NHR PerfLab Seminar: LARC: A Case Study in Enhancing CPUs with Copious 3D-Stacked Cache

Symbolic picture for the article. The link opens the image in a large view.

Speaker: Dr. Jens Domke, RIKEN Center for Computational Science (R-CCS), Kobe, Japan

Title: LARC: A Case Study in Enhancing CPUs with Copious 3D-Stacked Cache

Date and time: Tuesday, September 6, 2:00 p.m. – 3:00 p.m.

Slides

Abstract: Over the last three decades, innovations in the memory subsystem were primarily targeted at overcoming the data movement bottleneck. In this talk, we focus on a specific market trend in memory technology: 3D-stacked memory and caches. We investigate the impact of extending the on-chip memory capabilities in future HPC-focused processors, particularly by 3D-stacked SRAM. First, we propose a method oblivious to the memory subsystem to gauge the upper-bound in performance improvements when data movement costs are eliminated. Then, using the gem5 simulator, we model two variants of LARC, a processor fabricated in 1.5 nm and enriched with high-capacity 3D-stacked cache. With a volume of experiments involving a board set of proxy-applications and benchmarks, we aim to reveal where HPC CPU performance could be circa 2028.
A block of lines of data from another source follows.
PR #1345, opened 2023-03-30
feat(snapshot): grpc implementation for create snapshot of replica

hrudaya21:
gRPC Implementation for the CreateSnapshot of Replica Volume

### DIFF
--- a/io-engine/src/bdev/device.rs
+++ b/io-engine/src/bdev/device.rs
@@ -9,13 +9,16 @@ use std::{
 };
 
 use async_trait::async_trait;
+use futures::channel::oneshot;
 use nix::errno::Errno;
 use once_cell::sync::{Lazy, OnceCell};
 
 use spdk_rs::{
     libspdk::{
         iovec,
+        spdk_bdev_flush,
         spdk_bdev_free_io,
+        spdk_bdev_has_write_cache,
         spdk_bdev_io,
         spdk_bdev_readv_blocks,
         spdk_bdev_reset,
@@ -30,27 +33,30 @@ use spdk_rs::{
     IoType,
 };
 
-use crate::core::{
-    mempool::MemoryPool,
-    Bdev,
-    BdevHandle,
-    BlockDevice,
-    BlockDeviceDescriptor,
-    BlockDeviceHandle,
-    BlockDeviceIoStats,
-    CoreError,
-    DeviceEventDispatcher,
-    DeviceEventSink,
-    DeviceEventType,
-    DeviceIoController,
-    IoCompletionCallback,
-    IoCompletionCallbackArg,
-    IoCompletionStatus,
-    NvmeStatus,
-    ReadMode,
-    UntypedBdev,
-    UntypedBdevHandle,
-    UntypedDescriptorGuard,
+use crate::{
+    core::{
+        mempool::MemoryPool,
+        Bdev,
+        BdevHandle,
+        BlockDevice,
+        BlockDeviceDescriptor,
+        BlockDeviceHandle,
+        BlockDeviceIoStats,
+        CoreError,
+        DeviceEventDispatcher,
+        DeviceEventSink,
+        DeviceEventType,
+        DeviceIoController,
+        IoCompletionCallback,
+        IoCompletionCallbackArg,
+        IoCompletionStatus,
+        NvmeStatus,
+        ReadMode,
+        UntypedBdev,
+        UntypedBdevHandle,
+        UntypedDescriptorGuard,
+    },
+    ffihelper::cb_arg,
 };
 
 /// TODO
@@ -504,6 +510,60 @@ impl BlockDeviceHandle for SpdkBlockDeviceHandle {
             source: Errno::ENXIO,
         })
     }
+    /// Flush the io in buffer to disk, for the Local Block Device.
+    async fn flush_io(&self) -> Result<u64, CoreError> {
+        let is_write_cache =
+            unsafe { spdk_bdev_has_write_cache(self.device.0.as_inner_ref()) };
+        if !is_write_cache {
+            debug!(
+                "No Write Cache, No need of Flush for bdev name: {}, uuid: {}",
+                self.device.device_name(),
+                self.device.uuid(),
+            );
+            return Ok(0);
+        }
+        let (desc, chan) = self.handle.io_tuple();
+        let bdev_size = self.device.size_in_bytes();
+        let (s, r) = oneshot::channel::<bool>();
+        let result = unsafe {
+            spdk_bdev_flush(
+                desc,
+                chan,
+                0,
+                bdev_size,
+                Some(bdev_flush_complete_cb),
+                cb_arg(s),
+            )
+        };
+        if result < 0 {
+            return Err(CoreError::DeviceFlush {
+                source: Errno::from_i32(result),
+                name: format!(
+                    "bdev_name: {}, uuid: {}",
+                    self.device.device_name(),
+                    self.device.uuid()
+                ),
+            });
+        }
+        match r.await {
+            Ok(result) => info!(
+                "Bdev Flush Success: uuid: {}, result: {}",
+                self.device.uuid(),
+                result,
+            ),
+            Err(_) => {
+                return Err(CoreError::DeviceFlush {
+                    source: Errno::from_i32(result),
+                    name: format!(
+                        "bdev_name: {}, uuid: {}",
+                        self.device.device_name(),
+                        self.device.uuid()
+                    ),
+                });
+            }
+        };
+        Ok(0)
+    }
 }
 
 /// TODO
@@ -643,4 +703,18 @@ pub fn bdev_event_callback<T: BdevOps>(
 /// Dispatches a special event for loopback device removal.
 pub fn dispatch_loopback_removed(name: &str) {
     dispatch_bdev_event(DeviceEventType::LoopbackRemoved, name);
+}
+
+/// Call back function for the Block Device Flush
+extern "C" fn bdev_flush_complete_cb(
+    bio: *mut spdk_bdev_io,
+    result: bool,
+    arg: *mut c_void,
+) {
+    let s = unsafe { Box::from_raw(arg as *mut oneshot::Sender<bool>) };
+    s.send(result).ok();
+    // Free replica's bio.
+    unsafe {
+        spdk_bdev_free_io(bio);
+    }
 }
--- a/io-engine/src/grpc/v1/replica.rs
+++ b/io-engine/src/grpc/v1/replica.rs
@@ -3,10 +3,12 @@ use crate::{
     bdev_api::BdevError,
     core::{
         logical_volume::LogicalVolume,
+        snapshot::SnapshotDescriptor,
         Bdev,
         Protocol,
         Share,
         ShareProps,
+        SnapshotOps,
         UntypedBdev,
         UpdateProps,
     },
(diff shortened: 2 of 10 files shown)


io-engine/src/bdev/device.rs
```diff
@@ -504,6 +510,40 @@ impl BlockDeviceHandle for SpdkBlockDeviceHandle {
             source: Errno::ENXIO,
         })
     }
+    /// Flush the io in buffer to disk, for the Local Block Device.
+    async fn flush_io(&self) -> Result<u64, CoreError> {
+        let is_write_cache =
+            unsafe { spdk_bdev_has_write_cache(self.device.0.as_inner_ref()) };
+        if !is_write_cache {
+            info!("No Write Cache, No need of Flush");
```
tiagolobocastro: Maybe this should be a debug?
Can we also add more information about who self?

io-engine/src/bdev/device.rs
```diff
@@ -504,6 +510,40 @@ impl BlockDeviceHandle for SpdkBlockDeviceHandle {
...
+                desc,
+                chan,
+                0,
+                bdev_size,
+                Some(bdev_flush_complete_cb),
+                cb_arg(s),
+            )
+        };
+        if result < 0 {
+            error!("flush failed for the spdk device, error: {}", result);
```
tiagolobocastro: information about self here as well

io-engine/src/bdev/device.rs
```diff
@@ -504,6 +510,40 @@ impl BlockDeviceHandle for SpdkBlockDeviceHandle {
...
+        }
+        match r.await {
```
tiagolobocastro, line 548: if result was <0 do we still need to await ?

io-engine/src/bdev/device.rs
```diff
@@ -644,3 +684,22 @@ pub fn bdev_event_callback<T: BdevOps>(
...
+
+/// Call back function for the Block Device Flush
+extern "C" fn bdev_flush_complete_cb(
+    bio: *mut spdk_bdev_io,
+    result: bool,
+    arg: *mut c_void,
+) {
+    let s = unsafe { Box::from_raw(arg as *mut oneshot::Sender<bool>) };
+    if !result {
+        error!("Bdev Flush failed");
```
tiagolobocastro: do we need both logs on callback and waiter?

io-engine/src/bdev/device.rs
```diff
@@ -644,3 +684,22 @@ pub fn bdev_event_callback<T: BdevOps>(
...
+        s.send(result).err();
```
tiagolobocastro: what's the point of using err and ok here?

io-engine/src/grpc/v1/replica.rs
```diff
@@ -427,4 +429,72 @@ impl ReplicaRpc for ReplicaService {
...
+                let args = request.into_inner();
+                info!("{:?}", args);
+                let rx = rpc_submit(async move {
+                    let lvol = match UntypedBdev::lookup_by_uuid_str(
+                        &args.replica_uuid,
+                    ) {
+                        Some(bdev) => Lvol::try_from(bdev)?,
+                        None => {
+                            return Err(LvsError::Invalid {
+                                source: Errno::ENOSYS,
```
```suggestion
                                source: Errno::ENOENT,
```

io-engine/src/grpc/v1/replica.rs
```diff
@@ -427,4 +429,72 @@ impl ReplicaRpc for ReplicaService {
...
+                    };
+                    // prepare snap config and flush IO before taking snapshot.
+                    let mut snap_config = match lvol
+                        .prepare_snap_config(&args.snapshot_name)
+                        .await
+                    {
+                        Some(snap_config) => snap_config,
+                        None => {
+                            return Err(LvsError::Invalid {
+                                source: Errno::ENOSYS,
```
tiagolobocastro: `ENOSYS` means not implemented, is this the right error code here? 
Please take care considering which error we return and how they map to grpc status so that the control plane may be use them.

io-engine/src/lvs/lvs_lvol.rs
```diff
@@ -875,4 +875,33 @@ impl SnapshotOps for Lvol {
     async fn snapshot_iter(self) -> LvolSnapshotIter {
         LvolSnapshotIter::new(self)
     }
+    /// Prepare Snapshot Config for Block/Nvmf Device, before snapshot create.
+    async fn prepare_snap_config(
+        &self,
+        snap_name: &str,
```
tiagolobocastro, line 892: IIRC should the txn_id be passed as argument as the control plane would want to set it?

io-engine/src/subsys/nvmf/admin_cmd.rs
```diff
@@ -158,15 +158,15 @@ pub fn create_snapshot(
...
+    let mut snap_param = SnapshotParams::new(
         Some(lvol.name()),
         Some(lvol.name()),
         Some(lvol.name()),
         Some(snapshot_name),
     );
     // Blobfs operations must be on md_thread
     Reactors::master().send_future(async move {
-        match lvol.create_snapshot(snap_param).await {
+        match lvol.create_snapshot(&mut snap_param).await {
```
tiagolobocastro: I'm curious, why does it need to be a reference rather than moved?

io-engine/src/bdev/device.rs
hrudaya21: > what's the point of using err and ok here?

if the callback function result is set to false, then need to consider as Flush failure else consider flush success. For that reason, both err and ok are handled.

io-engine/src/subsys/nvmf/admin_cmd.rs
hrudaya21: > I'm curious, why does it need to be a reference rather than moved?

Currently the idea is as part of create_snapshot, some of the `snapshotparams` will be set as part of SPDK call back function. To get the changed parameter information in gRPC code (replica.rs), I made it mutable reference.

io-engine/src/bdev/device.rs
hrudaya21: handled this scenario. If result < 0, no need to wait, the error should be return at that point.

io-engine/src/lvs/lvs_lvol.rs
hrudaya21: updated code. txn_id will be part of gRPC request.

io-engine/src/bdev/device.rs
hrudaya21: > Maybe this should be a debug? Can we also add more information about who self?

Accepted. Added extra logging information in all error scenario for better tracing.

io-engine/src/bdev/device.rs
hrudaya21: > information about self here as well

updated

io-engine/src/bdev/device.rs
hrudaya21: removed the duplicate logs.

io-engine/src/bdev/device.rs
mtzaurus: Looks like nobody is using Option which 'ok()' / 'err()' produces, so do we need it ?

io-engine/src/grpc/v1/replica.rs
hrudaya21: > `ENOSYS` means not implemented, is this the right error code here? Please take care considering which error we return and how they map to grpc status so that the control plane may be use them.

I have update the error code. Please review once.

io-engine/src/lvs/lvs_lvol.rs
mtzaurus: Yes, tx_id should be a mandatory gRPC argument.

io-engine/src/lvs/lvs_lvol.rs
```diff
@@ -875,4 +875,36 @@ impl SnapshotOps for Lvol {
...
+        // Entity Id will be same as lvol uuid for the replica snapshot.
+        let entity_id = Some(self.uuid());
+        // Current Lvol uuid is the parent for the snapshot.
+        let parent_id = Some(self.uuid());
+
+        let bdev_handle = device_open(self.as_bdev().name(), false)
+            .unwrap()
+            .into_handle()
+            .unwrap();
+        match bdev_handle.flush_io().await {
```
mtzaurus: Could we put I/O flush inside snapshot operation to make sure this is always done as part of the snapshot creation operation itself ? In such a case this also saves us one extra device open operation.

io-engine/src/subsys/nvmf/admin_cmd.rs
```diff
@@ -158,15 +158,15 @@ pub fn create_snapshot(
             | (nvme_cmd_cdw11_get_val(cmd) as u64) << 32
     };
     let snapshot_name = Lvol::format_snapshot_name(&lvol.name(), snapshot_time);
-    let snap_param = SnapshotParams::new(
+    let mut snap_param = SnapshotParams::new(
         Some(lvol.name()),
         Some(lvol.name()),
         Some(lvol.name()),
```
mtzaurus, line 164: Since we now support 'tx_id', can't we generate a GUID here to make transactions unique ?

io-engine/src/lvs/lvs_lvol.rs
hrudaya21: > Could we put I/O flush inside snapshot operation to make sure this is always done as part of the snapshot creation operation itself ? In such a case this also saves us one extra device open operation.

Accepted and Done the modification.

io-engine/src/subsys/nvmf/admin_cmd.rs
hrudaya21: > Since we now support 'tx_id', can't we generate a GUID here to make transactions unique ?

Accepted, modified. Missed this part. Thanks for finding.

io-engine/src/bdev/device.rs
hrudaya21: > Looks like nobody is using Option which 'ok()' / 'err()' produces, so do we need it ?

Modification is done.

mtzaurus:
Could we also have a gRPC test for this call ? To fully test the 'create' functionality fully, we need a method to list snapshots, so kinda 'chicken-egg' problem. :-)
But i'd implement a simple test to make sure that gRPC method accepts the requested parameters and doesn't fail at least.

io-engine/src/subsys/nvmf/admin_cmd.rs
dsavitskiy: @hrudaya21 Sometimes it makes to pass by value (move) and return it. Like this:
```
fn foo(a: Data) -> Data { a.x = 123; a }

let a = Data::new();
let a = foo(a);
```

instead of 

```
fn foo(a: &mut Data) { a.x = 123; }

let a = Data::new();
foo(&mut a);
```

Mut references are very restrictive in Rust, for very good reasons. By moving data, you avoid having mut ref.

hrudaya21: understood. currently there is no requirement for changing the param though. But understood the rust best practice and modified code.

hrudaya21:
> Could we also have a gRPC test for this call ? To fully test the 'create' functionality fully, we need a method to list snapshots, so kinda 'chicken-egg' problem. :-) But i'd implement a simple test to make sure that gRPC method accepts the requested parameters and doesn't fail at least.

Added a basic gRPC create_snapshot case. No result is checked now. It will extend as part of list_snapshot requirement.

mtzaurus (approved):

io-engine/src/grpc/v1/replica.rs
```diff
@@ -427,4 +429,71 @@ impl ReplicaRpc for ReplicaService {
...
+                        }
+                    };
+                    // prepare snap config and flush IO before taking snapshot.
+                    let snap_config = match lvol
+                        .prepare_snap_config(&args.snapshot_name, &args.txn_id)
+                    {
+                        Some(snap_config) => snap_config,
+                        None => {
+                            return Err(LvsError::Invalid {
+                                source: Errno::EBUSY,
```
tiagolobocastro: is busy the correct error here? how can prepare fail?

io-engine/src/grpc/v1/replica.rs
```diff
@@ -427,4 +429,71 @@ impl ReplicaRpc for ReplicaService {
...
+                        }
+                    };
+                    // create snapshot
+                    match lvol.create_snapshot(snap_config.clone()).await {
+                        Ok(()) => {
+                            info!("Create Snapshot Success for lvol: {:?}", lvol);
+                            Ok(CreateReplicaSnapshotResponse {
+                                snapshot_uuid: snap_config
+                                    .txn_id()
+                                    .unwrap_or_default(),
```
tiagolobocastro, line 469: so txn_id is an option? If it's none we'll return an invalid id here with unwrap_or_default ?

io-engine/src/grpc/v1/replica.rs
```diff
@@ -427,4 +429,71 @@ impl ReplicaRpc for ReplicaService {
...
+                            })
+                        }
+                        Err(e) => {
+                            error!(
+                                "Create Snapshot Failed for lvol: {:?} with Error: {:?}",
+                                lvol, e
```
```suggestion
                                "Create Snapshot Failed for lvol: {lvol:?} with Error: {e:?}",
```

io-engine/src/lvs/lvs_lvol.rs
```diff
@@ -853,7 +853,19 @@ impl SnapshotOps for Lvol {
             }
             s.send(errno).ok();
         }
-
+        let bdev_handle = device_open(self.as_bdev().name(), false)
+            .unwrap()
+            .into_handle()
+            .unwrap();
```
tiagolobocastro, line 859: should we handle these unwrap and return error rather than panic?

io-engine/src/lvs/lvs_lvol.rs
```diff
@@ -853,7 +853,19 @@ impl SnapshotOps for Lvol {
...
+        match bdev_handle.flush_io().await {
+            Ok(_) => info!("Flush is Success for lvol: {:?}", self),
```
tiagolobocastro, line 861:
```suggestion
            Ok(_) => info!("Flush is Successful for lvol: {self:?}"),
```

io-engine/src/subsys/nvmf/admin_cmd.rs
```diff
@@ -161,7 +162,7 @@ pub fn create_snapshot(
     let snap_param = SnapshotParams::new(
         Some(lvol.name()),
         Some(lvol.name()),
-        Some(lvol.name()),
+        Some(Uuid::generate().to_string()),
```
tiagolobocastro, line 165: I probably misunderstand but shouldn't we use the `txn_id` specified by grpc?

test/python/tests/replica/test_bdd_replica.py
```diff
@@ -353,3 +379,14 @@ def read_operation_should_succeed():
 @then("the write operation should succeed")
 def write_operation_should_succeed():
     raise NotImplementedError
+
+
+# @then('new snapshot with requested name shall be successfully created for replica')
```
tiagolobocastro: can we remove this code if commented out?

io-engine/src/lvs/lvs_lvol.rs
hrudaya21: Currently it is a general practice in Nexus and other place, so kept the same behaviour.

io-engine/src/grpc/v1/replica.rs
hrudaya21: Done changes

io-engine/src/grpc/v1/replica.rs
hrudaya21: Accepted and changed. Prepare will not fail, as some logic moved out of this function.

Dr. Jens DomkeSpeaker bio: Jens Domke is the Team Leader of the Supercomputing Performance Research Team at the RIKEN Center for Computational Science (R-CCS), Japan. He received his doctoral degree from the Technische Universität Dresden, Germany, in 2017 for his work on HPC routing algorithms and interconnects. Jens started his career in HPC in 2008, after he and a team of five students of the TU Dresden and Indiana University, won the Student Cluster Competition at SC08. Since then, he published dozens of peer-reviewed journal and conference articles. Jens contributed the DFSSSP and Nue routing algorithms to the subnet manager of InfiniBand, and built the first large-scale HyperX prototype at the Tokyo Institute of Technology. His research interests include system co-design, performance evaluation, extrapolation, and modelling, interconnect networks, and optimization of parallel applications and architectures.